280普定之戰



在金帳的後室内裏。

納哈出正同崔慶林及兒子查哈、萬戶固斑、八林等密謀着這次行動的具體計劃。

“仙師且請直言,天意如何,上天佑我否?本王大事終有幾分勝算?”剛坐下,納哈出就急不可奈地問崔慶林。

“開元王,現在主要顧忌的不應該是有幾分成算,而是如何讓金山部,木華黎的子孫延續下去,按照漢人的做法,相信不久的将來,金山部将消失在遼東的這片平原上,這個無論對于開元王,還是對于高麗,都不是一件好事。”崔慶林徐徐說道。

“仙師既有此說,我輩應該遲遲不能進展?”納哈出欠身問道。

“然而,天降大任于開元王,必給與開元王以苦難。
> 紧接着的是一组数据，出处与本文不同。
PR #6287, opened 2026-08-14
Fix template slots being remounted on every render (#6284)

### LINKED ISSUE #6284: Bug/edge-case with removable chips and custom slot
### First Check

### Example Code

```python
from nicegui import ui

select = ui.select(
    ["Apple", "Banana", "Cherry"],
    multiple=True,
    value=["Apple", "Banana", "Cherry"],
    with_input=True,
).props("use-chips dense").classes("w-64")

select.add_slot(
    "selected-item",
    """
    <q-chip square removable @remove="props.removeAtIndex(props.index)">
        <span>{{ props.opt.label }}</span>
    </q-chip>
    """,
)

ui.label(
    "Reload, then click a chip's x without clicking the field first: nothing happens. "
    "Click it again and it's removed."
)

ui.run()
```

### Description

Have to click the remove button ("x" icon) on the chips twice for it to actually work (first click focuses the select component and then second click works). This only happens with the custom slot, otherwise a single click works as expected to remove the selected option even without focus.

### NiceGUI Version

3.13.0

### Python Version

3.12.3

### Browser

Firefox

### Operating System

Linux

### Additional Context

Claude thinks:
> The cause is in NiceGUI's `add_slot` function. Look at the `renderRecursively` function in `nicegui.js`. This function builds a new Vue component object for a slot on every call. Vue then cannot see that the object is the same component across renders. Vue removes the old chip element from the DOM. Vue adds a new chip element in its place.
> 
> The first click on the icon makes Quasar add "focused" CSS classes to the field. This action makes Quasar render the field again. The new render removes and adds the chip element while you hold the mouse button down. The browser cannot find the original chip element when you release the mouse button. The browser does not send the click event.
> 
> Quasar does not render the field again during the second click. The chip element stays in the DOM. The click event fires. The chip is removed.

and it generated the following patch for me which fixed the issue when I tested, but I have no idea of the larger impact this change would have:
```patch
--- a/nicegui.js
+++ b/nicegui.js
@@ -227,6 +227,20 @@
   }
 }
 
+// [Changed] This function stores one Vue component object for each template string.
+// The renderRecursively function below reuses this object on every call for the same template.
+// Before this fix, each call built a new object. Vue could not see it as the same component.
+// Vue then removed the old slot content from the DOM and added new content in its place.
+// This removal could happen while a user held the mouse button down on a chip's remove icon.
+// The removal could stop the browser from sending the click event.
+const slotComponentCache = new Map();
+function getSlotComponent(template) {
+  if (!slotComponentCache.has(template)) {
+    slotComponentCache.set(template, { props: { props: { type: Object, default: {} } }, template });
+  }
+  return slotComponentCache.get(template);
+}
+
 function renderRecursively(elements, id, propsContext) {
   const element = elements[id];
   if (element === undefined) {
@@ -304,10 +318,7 @@
       if (data.template) {
         rendered.push(
           Vue.h(
-            {
-              props: { props: { type: Object, default: {} } },
-              template: data.template,
-            },
+            getSlotComponent(data.template), // [Changed] The old code built a new object literal on every call.
             {
               props: props,
             },

```

I also haven't yet tried with NiceGUI v3.15.0 - hope to do that soon.

SaadZahem:
*Filed by Claude Code on SaadZahem's behalf*

### Motivation

Fixes #6284.

A removable chip in a `ui.select` with a custom `selected-item` slot swallowed the first click on its "x" — you had to click twice. More generally, **any** template slot lost its entire local DOM and component state whenever the surrounding element re-rendered for an unrelated reason. For example, typed text disappears here when the button is pressed:

```python
element = ui.element()
element.add_slot('default', '<input placeholder="type here">')
ui.button('update', on_click=lambda: element.classes('bg-red-100'))
```

**Mechanism:** In `renderRecursively` the slot render function passed a fresh object literal as the component definition to `Vue.h()` on every invocation. Vue identifies a vnode's component by the identity of its `type`, so each render looked like a different component: Vue unmounted the old slot subtree and mounted a new one, throwing away its DOM/component state and recompiling the template. For the chip, the first click makes Quasar add its focus classes and re-render the field, which destroys and recreates the chip's DOM node while the mouse button is held down; on `mouseup` the browser can't find the original node, so no `click` is synthesized and `@remove` never fires.

### Implementation

Give each slot template a stable component identity so Vue patches the slot in place instead of remounting it:

- Cache the component definition on the slot entry itself (`data._component ??= {...}`) rather than in a module-level map, tying its lifetime to the element (no monotonic leak with dynamically generated templates).
- Because a server update replaces the whole element object (`this.elements[id] = element`) — and with it the `slots` object — the cache is also carried over from the previous element during `update`, but only while the template string is unchanged. If the template changes, a new component is built and the old one is dropped.

Together these fix both the client-side re-render case (chip focus) and the server-update case (typed input surviving `.classes()`).

Two trade-offs worth noting: attaching the cache to the element (as suggested) means two elements sharing an identical template string no longer share a compiled component — each keeps its own — which trades a small amount of duplicate compilation for the leak-free lifetime. And when an element's event listeners change, `update` deletes and re-creates it, so the carry-over doesn't apply and the slot remounts by design in that path.

Note on the [related question](https://github.com/zauberzeug/nicegui/issues/6284) about slot closures: the slot functions are recreated on every `renderRecursively` call, but that doesn't cause remounts — Vue diffs the vnodes the closure returns by type, and stabilizing the component type is what's needed. So no change there.

### Progress

- [x] Pytests have been added/updated:
  - `test_remove_chip_with_custom_slot` — the original symptom: a single click on a removable chip's "x" removes the option.
  - `test_template_slot_survives_rerender` — a slot's typed input survives an unrelated re-render.

  Both were confirmed to fail on `main` and pass with this change.

### DIFF
--- a/nicegui/static/nicegui.js
+++ b/nicegui/static/nicegui.js
@@ -307,16 +307,17 @@ function renderRecursively(elements, id, propsContext) {
     slots[name] = (props) => {
       const rendered = [];
       if (data.template) {
+        // Cache the component definition on the slot so its identity is stable across renders.
+        // Otherwise a fresh object literal makes Vue treat each render as a new component type,
+        // unmounting and remounting the slot's DOM (losing local state) and recompiling the template.
+        data._component ??= {
+          props: { props: { type: Object, default: {} } },
+          template: data.template,
+        };
         rendered.push(
-          Vue.h(
-            {
-              props: { props: { type: Object, default: {} } },
-              template: data.template,
-            },
-            {
-              props: props,
-            },
-          ),
+          Vue.h(data._component, {
+            props: props,
+          }),
         );
       }
       const children = data.ids.map((id) => renderRecursively(elements, id, props || propsContext));
@@ -527,6 +528,16 @@ function createApp(elements, options) {
               }
             }
             delete element.preserved_props;
+            // Carry over compiled slot components so their identity stays stable across updates
+            // (as long as the template is unchanged), letting Vue patch the slot instead of
+            // remounting it and discarding its local DOM state. See renderRecursively.
+            const oldSlots = this.elements[id]?.slots;
+            for (const [name, data] of Object.entries(element.slots ?? {})) {
+              const oldData = oldSlots?.[name];
+              if (oldData?._component && oldData.template === data.template) {
+                data._component = oldData._component;
+              }
+            }
             this.elements[id] = element;
           }
 
--- a/nicegui/static/nicegui.js
+++ b/nicegui/static/nicegui.js
@@ -310,10 +310,10 @@ function renderRecursively(elements, id, propsContext) {
         // Cache the component definition on the slot so its identity is stable across renders.
         // Otherwise a fresh object literal makes Vue treat each render as a new component type,
         // unmounting and remounting the slot's DOM (losing local state) and recompiling the template.
-        data._component ??= {
+        data._component ??= Vue.markRaw({
           props: { props: { type: Object, default: {} } },
           template: data.template,
-        };
+        });
         rendered.push(
           Vue.h(data._component, {
             props: props,
--- a/tests/test_element.py
+++ b/tests/test_element.py
@@ -541,3 +541,20 @@ def test_even_special_elements_have_an_html_id(screen: Screen):
     screen.open('/')
     screen.click('Check IDs')
     screen.should_contain('All IDs found')
+
+
+def test_template_slot_survives_rerender(screen: Screen):
+    @ui.page('/')
+    def page():
+        element = ui.element()
+        element.add_slot('default', '<input placeholder="type here">')
+        ui.button('Update', on_click=lambda: element.classes('bg-red-100'))
+
+    screen.open('/')
+    element = screen.selenium.find_element(By.XPATH, '//input[@placeholder="type here"]')
+    element.send_keys('hello')
+    assert element.get_attribute('value') == 'hello'
+
+    screen.click('Update')  # #6284: an unrelated re-render must not discard the slot's DOM
+    screen.wait(0.5)
+    assert element.get_attribute('value') == 'hello'
--- a/tests/test_select.py
+++ b/tests/test_select.py
@@ -78,6 +78,23 @@ def test_multi_select(screen: Screen):
     screen.should_contain("['Bob']")
 
 
+def test_remove_chip_with_custom_slot(screen: Screen):
+    @ui.page('/')
+    def page():
+        s = ui.select(['Apple', 'Banana', 'Cherry'],
+                      multiple=True, value=['Apple', 'Banana', 'Cherry'], with_input=True).props('use-chips')
+        s.add_slot('selected-item',
+                   '<q-chip removable @remove="props.removeAtIndex(props.index)">{{ props.opt.label }}</q-chip>')
+        ui.label().bind_text_from(s, 'value', backward=str)
+
+    screen.open('/')
+    screen.should_contain("['Apple', 'Banana', 'Cherry']")
+
+    # #6284: focusing the field on the first click must not remount the chip and swallow the click
+    screen.find_by_css('.q-chip__icon--remove').click()
+    screen.should_contain("['Banana', 'Cherry']")
+
+
 def test_changing_options(screen: Screen):
     @ui.page('/')
     def page():


nicegui/static/nicegui.js
```diff
@@ -307,16 +307,17 @@ function renderRecursively(elements, id, propsContext) {
     slots[name] = (props) => {
       const rendered = [];
       if (data.template) {
+        // Cache the component definition on the slot so its identity is stable across renders.
+        // Otherwise a fresh object literal makes Vue treat each render as a new component type,
+        // unmounting and remounting the slot's DOM (losing local state) and recompiling the template.
+        data._component ??= {
+          props: { props: { type: Object, default: {} } },
+          template: data.template,
+        };
```
evnchn: *Posted by Claude Code on evnchn's behalf.*

`this.elements` is Vue's reactive `data()`, so anything stored under `element.slots[name]` is read back as a Proxy — which means `Vue.h()` receives a reactive component here. Dev builds warn on every render (0 on `main` → 8 on first load → 19 after a chip removal); production stays quiet but still writes the compiled `render` through the proxy (`_component.__v_isReactive === true` under `prod_js=True`).

`markRaw` keeps the identity stability this PR is after — and the carry-over in `update` still works, since a marked object read back through reactive state stays raw.

```suggestion
        data._component ??= Vue.markRaw({
          props: { props: { type: Object, default: {} } },
          template: data.template,
        });
```

evnchn (commented):

**TL;DR: the diagnosis and the fix are both right — I reproduced the bug, confirmed both new tests fail on `main` for the right reasons, and confirmed the fix in a real browser.**

One thing to change before merge, a one-word diff:

1. `this.elements` comes from Vue's `data()`, so it is **deeply reactive**. Caching the component definition on the slot entry therefore stores it *inside* reactive state, and `Vue.h()` receives a reactive proxy. Wrap it in `Vue.markRaw(...)`.

Everything else I probed held up: the `oldData.template === data.template` guard correctly drops a stale component on a runtime template swap, the carry-over survives `markRaw`, and the template-slot-heavy suites stay green.

<details>
<summary><b>Finding 1 (major) — the cached component ends up in Vue's reactive state</b></summary>

`data()` returns `elements` directly (`nicegui/static/nicegui.js`, `createApp`), so every `element`, and every `element.slots[name]`, is reached through a reactive proxy. `data._component ??= { … }` therefore writes the component-options object into reactive state, and reading it back yields a proxy.

Measured in a browser, `main` vs this branch, using the PR's own repro plus the chip case:

| | `main` | this PR | this PR + `markRaw` |
|---|---|---|---|
| Vue warnings on first load (`prod_js=False`) | 0 | 8 | 0 |
| after one unrelated re-render | 0 | 12 | 0 |
| after removing one chip | 0 | 19 | 0 |
| `slots[name]._component.__v_isReactive` (`prod_js=True`) | n/a | `true` | `false` (`__v_skip: true`) |

The warning is Vue's own:

> [Vue warn]: Vue received a Component that was made a reactive object. This can lead to unnecessary performance overhead and should be avoided by marking the component with `markRaw` or using `shallowRef` instead of `ref`.

Two notes on scope, so the severity reads honestly:

- The **warning** is dev-only — Vue's dev build both warns and calls `toRaw(type)`, and `prod_js=True` (the default) strips that whole branch. So end users never see it; developers running `prod_js=False` see it grow on every render.
- The **reactivity is not** dev-only. Probing the live page under `prod_js=True` shows `_component.__v_isReactive === true`, and `Object.keys(_component)` is `['props', 'template', 'render']` — Vue's compiled render function has been written *through* the proxy into reactive state. That is the part `markRaw` actually removes.

Fix is `Vue.markRaw(...)` around the cached object — left as an applicable suggestion on the four lines in question.

Verified: warnings drop to 0, `__v_skip: true`, the chip still removes on one click, the slot `<input>` still keeps its text across a re-render, and the carry-over in `update` still preserves the same raw object (a marked object read back through reactive state stays raw, so `data._component = oldData._component` is unaffected).

</details>

<details>
<summary><b>Finding 2 (minor, optional) — the cache could be built outside the render function</b></summary>

Even with `markRaw`, the first render of each slot mutates state that Vue is currently rendering. `replaceUndefinedAttributes` already normalises `element.slots` (it is where the `default` slot is synthesised), runs exactly once per element create/update, and is not inside a render pass — so it is a natural home for building `_component`, and it would put creation and carry-over near each other instead of ~220 lines apart.

Defensible as-is, and it is a bigger diff than the bug warrants. Only worth doing if you are touching this code anyway.

</details>

<details>
<summary><b>What I verified, and how</b></summary>

Worktree at `671e5da2`, base `upstream/main` at `17ad9005`.

**Seen-to-fail, per assertion (`git show upstream/main:nicegui/static/nicegui.js > …`, tests unchanged):**

| test | unpatched | which assertion fired | patched |
|---|---|---|---|
| `test_remove_chip_with_custom_slot` | FAIL | `should_contain("['Banana', 'Cherry']")` → `NoSuchElementException` — i.e. the click really was swallowed | PASS |
| `test_template_slot_survives_rerender` | FAIL | `StaleElementReferenceException` on the held `<input>` — i.e. the node really was remounted | PASS |

Both failures are the reported symptom, not an incidental error.

**Suites (macOS, Python 3.14, Chrome 151):**

| command | result |
|---|---|
| `pytest tests/test_select.py tests/test_element.py` | 86 passed |
| same, with `markRaw` applied | 86 passed |
| `pytest tests/test_table.py tests/test_unocss.py` (heaviest template-slot users) | 31 passed |
| `pre-commit run --files nicegui/static/nicegui.js tests/test_element.py tests/test_select.py` | passed |

(One `test_no_cyclic_references_when_deleting_elements` timeout appeared in a single combined run and did not reproduce in 3 isolated runs or on re-run of the same command — local flake, not attributable to this change.)

**Browser, both `prod_js` settings**, driving the PR's own repro plus the chip case: single-click chip removal works, typed text in a slot `<input>` survives `element.classes(...)`.

**Edge case probed — runtime template swap.** Calling `add_slot('default', …)` a second time with a different template and then `element.update()` correctly re-renders the new template (`TEMPLATE-ONE` → `TEMPLATE-TWO`), so the `oldData.template === data.template` guard does drop the stale component rather than pinning the old one.

</details>

<details>
<summary><b>Checked and found sound (no action)</b></summary>

- **Carry-over loop.** No stale-component hole found: a removed slot goes away with the old element object, a changed template is guarded, and changed slot *children* do not need a new component. `element.slots` is always populated by `replaceUndefinedAttributes` before the loop runs, so the `?? {}` is belt-and-braces rather than load-bearing.
- **`eventListenersChanged` path.** That path deletes the element outright, so `this.elements[id]` is gone and no carry-over happens — the slot remounts. That is consistent with what the path already does to the rest of the element, and the PR says so.
- **Lifetime.** `_component` hangs off the element and dies with it; nothing points back at the slot data, so no cycle and no monotonic growth. Versus `main` this is strictly *less* compilation, since `main` recompiles the template on every remount.
- **Tests.** `Screen` is the right fixture here — the bug is Vue/DOM remount behaviour, not Python API behaviour — and both tests assert user-visible outcomes rather than internals. `screen.wait(0.5)` after a click matches the existing shape in `test_element.py` (`test_move_slots`).
- **PR description** follows the Motivation / Implementation / Progress template, and names both trade-offs rather than hiding them.
- **CI** is green on the branch.

</details>

<details>
<summary><b>Second opinion</b></summary>

Ran the diff past GPT-5.2-Codex as an independent skeptic. It reached Finding 1 independently, found no hole in the carry-over loop or the `eventListenersChanged` interaction, and rated the tests appropriate. Its useful correction to my first pass: Vue's dev build calls `toRaw(type)` immediately after warning, so the vnode type is raw *in dev* — which is what pushed me to check the production build, where the proxy does survive (the table above). Its score: 8/10, single highest-leverage fix `markRaw`.

</details>

**Ask:** apply the `markRaw` one-liner (Finding 1); Finding 2 is take-or-leave. With that in, this looks good to me — the mechanism write-up in the PR body is accurate and the tests genuinely guard the regression.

大事成敗,當需時機,大事常在百折萦回、峰回路轉中誕生。欲成大事者,必須心懷遠慮,放眼未來。如今大明強勢,豈能操之過急?古往今來,有多少豪傑竟是失敗于一時之氣!開元王切勿不計時日,隻貪一時一事之得失!”崔慶林說道。

“這些本王心裏當然清楚。然而,而今将如何處之?”納哈出問道。他所說的,是關于大明朝廷發來招貼,要他和兒子一起帶着一萬五千人前往雲南協助征伐梁王,這件事納哈出真的是不想去做。

“開元王所問正中關鍵之處!”崔慶林說着,又伸了一下脖子向納哈出娓娓道來,說道:“大明今爲整軍備戰計,開元王隻能配合。而不能違背。并且此番密事,決不可洩露于朝中!”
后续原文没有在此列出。